Chanteuges a déjà consulté deux fois ses habitant

En avril dernier, la commune de Chanteuges a eu recours à une consultation publique sous forme de scrutin. La maire, Sandrine Roux, s’explique sur l’utilisation de cet outil de démocratie participative ayant, à son sens, toute sa place. " Nous avons eu recours à cette consultation à propos du projet de microcentrale hydroélectrique. Il y a un enjeu visuel et écologique. Nous, le conseil, sommes plutôt contre ce projet de la communauté de communes, mais on voulait avoir l’avis des habitants sur le sujet. On a pris le parti de demander en sachant que l’on pourrait avoir un résultat inverse. Et ce qui a nous a également poussés, c’est d’avoir un avis des habitants à montrer aux élus de la com’com. "

Des votes pas toujours en accord avec l’avis des élus

Ce qui n’empêche pas la municipalité d’avoir recours à d’autres formes de consultation.

On prend aussi beaucoup de temps pour faire des réunions publiques. Mais celles-ci n’ont pas de valeur juridique. La consultation publique n’en a pas beaucoup plus, certes, mais c’est cadré : seuls peuvent voter les gens inscrits sur les listes électorales. Et la question doit être claire. 

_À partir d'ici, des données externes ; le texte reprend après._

Issue #326, opened 2020-09-09
Add support for dynamic repos


sasa1977:
### Is your feature request related to a problem? Please describe.

The team I'm working with needs to use dynamic databases. Multiple instances of the same repo will be started (and these can change at runtime), and we want to manage an oban queue in each database.

The Ecto approach for dynamic repos is to use [put_dynamic_repo](https://hexdocs.pm/ecto/Ecto.Repo.html?#c:put_dynamic_repo/1) to configure the instance pid for the caller process. From what I can tell Oban currently doesn't support this.

### Describe the Solution You'd Like

I'm not sure about the best course of actions, but clearly we need some way of passing the repo instance pid to Oban. At the moment I'm inclined to propose an option which requires one oban instance per dynamic repo instance. The question is how can we pass the repo pid to the oban instance? One option is to pass the pid via oban startup options. In this case, the oban instance would be tightly coupled with the repo instance. The client code would then have to start the repo instance first, get the instance pid, and then start the oban instance passing it the repo pid. Oban would have to link itself to the repo to make sure it is stopped if the instance stops. 

### Describe Alternatives You've Considered

A variation of this is to have clients pass some logical instance name (e.g. `{:my_tenant, tenant_id}`) and a callback function which can find the repo pid given the name. A theoretical benefit is that we don't need to restart the oban instance if the repo is restarted, but I feel that this benefit is academic, because if the repo is permanently stopped we still want to stop the oban instance, so we don't really remove any work from the client code.

Another option is to use a global oban instance, and expose interface functions such as `add_repo_instance` and `remove_repo_instance`.  As soon as repo instance is added, Oban would start the set of required processes (such as pollers, cleaners, etc.). The client code would need to pass the repo instance as an option when invoking functions such as `insert`. I'm not sure that this would simplify things for clients, and I'm worried it would complicate the implementation of oban significantly, so it's not an option I'm currently inclined to propose.

### Additional Context

Glancing at the code, I feel that Oban is a bit rigid with respect to dynamic instances. If we want to run multiple oban instances we need to provide a locally registered alias as an atom, which is not perfect for dynamic instances. Since the client code needs to provide a unique name, it would have to pass something like `:"tenant_#{tenant.id}" as the name option, which can overflow the atom table and lead to the system crash. 

Admittedly this feels more like a theoretical issue that is unlikely to cause problems in production. According to the current oban code and BEAM system limit defaults, it would take about 250k of different names generated over time to crash the beam.

[...]

PR #331, opened 2020-09-12
Replace local names with registry

sasa1977:
This replaces locally registered names with Registry based names, which allows us to use arbitrary terms as oban instance names, e.g. `{Oban, name: {:tenant, 1}}`. This is the preparation for supporting running dynamic Oban instances which can work with dynamic Ecto repos, as discussed in #326.

In terms of function signatures, the change should be backwards compatible. However, if the client code relied on the previous name registration, it will break.

Summary of changes:

- Oban now has its own supervision tree with a registry which is used for process discovery.
- Any term can be used as name. Note that name still has to be unique, i.e. it's not possible to start two instances with the same name.
- Configuration is also managed in the registry.
- To improve confidence, integration tests are adapted to use a unique non-atom name.
- Name is also used as the default child id in `Oban.child_spec`.

### DIFF
--- a/lib/oban/registry.ex
+++ b/lib/oban/registry.ex
@@ -1,9 +1,9 @@
 defmodule Oban.Registry do
   @moduledoc false
 
-  @type role :: term
-  @type key :: Oban.name() | {Oban.name(), role}
-  @type value :: term
+  @type role :: term()
+  @type key :: Oban.name() | {Oban.name(), role()}
+  @type value :: term()
 
   def child_spec(_arg) do
     Supervisor.child_spec(
@@ -18,10 +18,10 @@ defmodule Oban.Registry do
     config
   end
 
-  @spec whereis(Oban.name(), role) :: pid | nil
+  @spec whereis(Oban.name(), role()) :: pid() | nil
   def whereis(oban_name, role \\ nil), do: GenServer.whereis(via(oban_name, role))
 
-  @spec via(Oban.name(), role, value) :: {:via, Registry, {__MODULE__, key}}
+  @spec via(Oban.name(), role(), value()) :: {:via, Registry, {__MODULE__, key()}}
   def via(oban_name, role \\ nil, value \\ nil)
   def via(oban_name, role, nil), do: {:via, Registry, {__MODULE__, key(oban_name, role)}}
   def via(oban_name, role, value), do: {:via, Registry, {__MODULE__, key(oban_name, role), value}}
--- a/lib/oban/registry.ex
+++ b/lib/oban/registry.ex
@@ -3,6 +3,7 @@ defmodule Oban.Registry do
 
   @type role :: term
   @type key :: Oban.name() | {Oban.name(), role}
+  @type value :: term
 
   def child_spec(_arg) do
     Supervisor.child_spec(
@@ -11,11 +12,19 @@ defmodule Oban.Registry do
     )
   end
 
+  @spec config(Oban.name()) :: Oban.Config.t()
+  def config(oban_name) do
+    [{_pid, config}] = Registry.lookup(__MODULE__, oban_name)
+    config
+  end
+
   @spec whereis(Oban.name(), role) :: pid | nil
   def whereis(oban_name, role \\ nil), do: GenServer.whereis(via(oban_name, role))
 
-  @spec via(Oban.name(), role) :: {:via, Registry, {__MODULE__, key}}
-  def via(oban_name, role \\ nil), do: {:via, Registry, {__MODULE__, key(oban_name, role)}}
+  @spec via(Oban.name(), role, value) :: {:via, Registry, {__MODULE__, key}}
+  def via(oban_name, role \\ nil, value \\ nil)
+  def via(oban_name, role, nil), do: {:via, Registry, {__MODULE__, key(oban_name, role)}}
+  def via(oban_name, role, value), do: {:via, Registry, {__MODULE__, key(oban_name, role), value}}
 
   defp key(oban_name, nil), do: oban_name
   defp key(oban_name, role), do: {oban_name, role}
--- a/lib/oban/registry.ex
+++ b/lib/oban/registry.ex
@@ -1,6 +1,9 @@
 defmodule Oban.Registry do
   @moduledoc false
 
+  @type role :: term
+  @type key :: Oban.name() | {Oban.name(), role}
+
   def child_spec(_arg) do
     Supervisor.child_spec(
       Registry.child_spec(keys: :unique, name: __MODULE__),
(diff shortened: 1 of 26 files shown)


lib/oban/telemetry.ex
```diff
@@ -205,6 +205,26 @@ defmodule Oban.Telemetry do
 
   defp duration(start_mono), do: System.monotonic_time() - start_mono
 
+  @doc false
+  def execute(event_name, measurements, meta) do
+    :telemetry.execute(event_name, measurements, normalize_meta(meta))
+  end
+
+  defp normalize_meta(%{name: {:via, Registry, {Oban.Registry, {_pid, name}}}} = meta) do
```
sorentwo, line 213: It took me a little reading through the telemetry docs to realize where the `name` is even used. Nice catch 👍

test/integration/controlling_test.exs
```diff
@@ -12,33 +12,33 @@ defmodule Oban.Integration.ControllingTest do
     end
 
     test "starting individual queues dynamically" do
-      start_supervised_oban!(queues: [alpha: 10])
+      name = start_supervised_oban!(queues: [alpha: 10]).name
```
sorentwo, line 15: The look of this may take me some getting used to. The fact that it is a unique reference for every test is fantastic though.

test/test_helper.exs
```diff
@@ -44,12 +44,15 @@ defmodule Oban.Case do
...
+      |> Keyword.put_new(:name, make_ref())
       |> Keyword.put_new(:repo, Repo)
       |> Keyword.put_new(:poll_interval, 25)
       |> Keyword.put_new(:shutdown_grace_period, 1)
 
-    start_supervised!({Oban, opts}, id: opts[:name])
+    name = opts[:name]
+    pid = start_supervised!({Oban, opts}, id: name)
+
+    %{name: name, pid: pid}
```
sorentwo, line 55: I may have missed it, but I didn't notice anywhere that the `pid` is used. It could clean up a lot of test noise if this only returned the name.

test/test_helper.exs
```diff
@@ -44,12 +44,15 @@ defmodule Oban.Case do
...
       opts
-      |> Keyword.put_new(:name, Oban)
+      |> Keyword.put_new(:name, make_ref())
       |> Keyword.put_new(:repo, Repo)
       |> Keyword.put_new(:poll_interval, 25)
       |> Keyword.put_new(:shutdown_grace_period, 1)
 
-    start_supervised!({Oban, opts}, id: opts[:name])
+    name = opts[:name]
+    pid = start_supervised!({Oban, opts}, id: name)
```
sorentwo, line 53: Not necessary after the `child_spec/1` override:

```suggestion
    pid = start_supervised!({Oban, opts})
```

test/integration/uniqueness_test.exs
```diff
@@ -36,71 +36,93 @@ defmodule Oban.Integration.UniquenessTest do
...
-             |> Oban.insert(:job_1, UniqueWorker.new(%{id: 1}))
-             |> Oban.insert(:job_2, UniqueWorker.new(%{id: 2}))
-             |> Oban.insert(:job_3, UniqueWorker.new(%{id: 1}))
-             |> Repo.transaction()
+  test "inserting unique jobs within a multi transaction", context do
+    multi = Multi.new()
+    multi = Oban.insert(context.name, multi, :job_1, UniqueWorker.new(%{id: 1}))
+    multi = Oban.insert(context.name, multi, :job_2, UniqueWorker.new(%{id: 2}))
+    multi = Oban.insert(context.name, multi, :job_3, UniqueWorker.new(%{id: 1}))
+    assert {:ok, %{job_1: job_1, job_2: job_2, job_3: job_3}} = Repo.transaction(multi)
```
sorentwo, line 125: What a shame, this was a nice pipe chain 😢

test/integration/isolation_test.exs
```diff
@@ -6,18 +6,18 @@ defmodule Oban.Integration.IsolationTest do
...
   test "multiple supervisors can be run simultaneously" do
-    start_supervised_oban!(name: ObanA, queues: [alpha: 1], plugins: [Oban.Plugins.Pruner])
-    start_supervised_oban!(name: ObanB, queues: [gamma: 1], plugins: [Oban.Plugins.Pruner])
+    name1 = start_supervised_oban!(queues: [alpha: 1], plugins: [Oban.Plugins.Pruner]).name
+    start_supervised_oban!(queues: [gamma: 1], plugins: [Oban.Plugins.Pruner])
 
-    insert!(ObanA, %{ref: 1, action: "OK"}, [])
+    insert!(name1, %{ref: 1, action: "OK"}, [])
 
     assert_receive {:ok, 1}
```
sorentwo, line 14: This test loses a bit of its pizazz now that _all_ of the names are dynamic. I don't believe we need to insert a job to prove that it works. Simply starting up the separate supervision trees proves that there aren't conflicts.

```elixir
name1 = start_supervised_oban!(queues: [gamma: 1], plugins: [Oban.Plugins.Pruner])
name2 = start_supervised_oban!(queues: [gamma: 1], plugins: [Oban.Plugins.Pruner])

assert name1 != name2
```

sorentwo (commented):
Thanks for this **amazing work**. The global registry, storing config, using the name as the id automatically, and the dramatically improved isolation guarantees are brilliant.

I've left some nitpicks, nearly all of which are in the name of consistency and to satisfy my neurosis. This is a great start to a v2.2.0 🎉

lib/oban/registry.ex
```diff
@@ -0,0 +1,31 @@
...
+    )
+  end
+
+  @spec config(Oban.name()) :: Oban.Config.t()
+  def config(oban_name) do
+    [{_pid, config}] = Registry.lookup(__MODULE__, oban_name)
+    config
+  end
+
+  @spec whereis(Oban.name(), role) :: pid | nil
```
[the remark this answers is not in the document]
sasa1977: `nil` is definitely not implied as it is a concrete type (atom of value `:nil`). Omitting it would mean that `whereis` will always return `pid`, so it is needed here. See also [GenServer.whereis spec](https://hexdocs.pm/elixir/GenServer.html#whereis/1).

lib/oban/telemetry.ex
sasa1977: It was caught by the tests :-) Good job on making them exhaustive :+1:

test/integration/controlling_test.exs
sasa1977: Hopefully it's a bit simpler now, after I applied your proposal of only returning the name.

test/integration/uniqueness_test.exs
sasa1977: What can I say. You win some, you lose some :-)

sasa1977:
I think I addressed everything. Let me know if something else is needed.

sorentwo:
That was everything. This is exciting stuff, puno hvala! 💛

En avril, la participation était de 52 %. Meilleure qu’une précédente consultation publique à Chanteuges. " Je n’étais pas maire à l’époque, mais nous en avions fait une pour savoir si les habitants étaient pour ou contre l’extinction nocturne de l’éclairage public. On avait alors eu 18 % de participation. " Et les résultats obtenus ne sont pas forcément ceux espérés par les élus, comme le rappelle Sandrine Roux. Si, en avril, les votants étaient en grande majorité de l’avis du conseil, cela n’avait pas été le cas lors de la consultation sur l’éclairage : " À l’époque, les élus étaient plutôt contre l’extinction. Et les électeurs ont voté pour. " Le conseil municipal ne s’interdit pas d’avoir à nouveau recours à ce type de consultation. Mais pas pour n’importe quoi :

Il faut des sujets qui concernent tout le monde. Qui soient très structurants ou très impactants. Et qui n’apparaissaient pas dans le programme électoral de l’équipe municipale.

Et dans ces conditions il a, pour la maire, toute sa place : « C’est une façon d’être transparent. Et d’asseoir un projet. »

Investissement humain

Quant au coût de l’exercice ? " C’est surtout de l’investissement humain. Certes, il faut payer les enveloppes, l’impression des listes électorales et des bulletins, mais à l’échelle de Chanteuges, cela représente environ 400 €. Pour l’organisation, c’est le conseil municipal, on ne mobilise pas d’employé communal. " Et la démarche a ses adeptes. L’élue avoue en effet avoir reçu une dizaine de courriers félicitant la commune pour cette démocratie participative.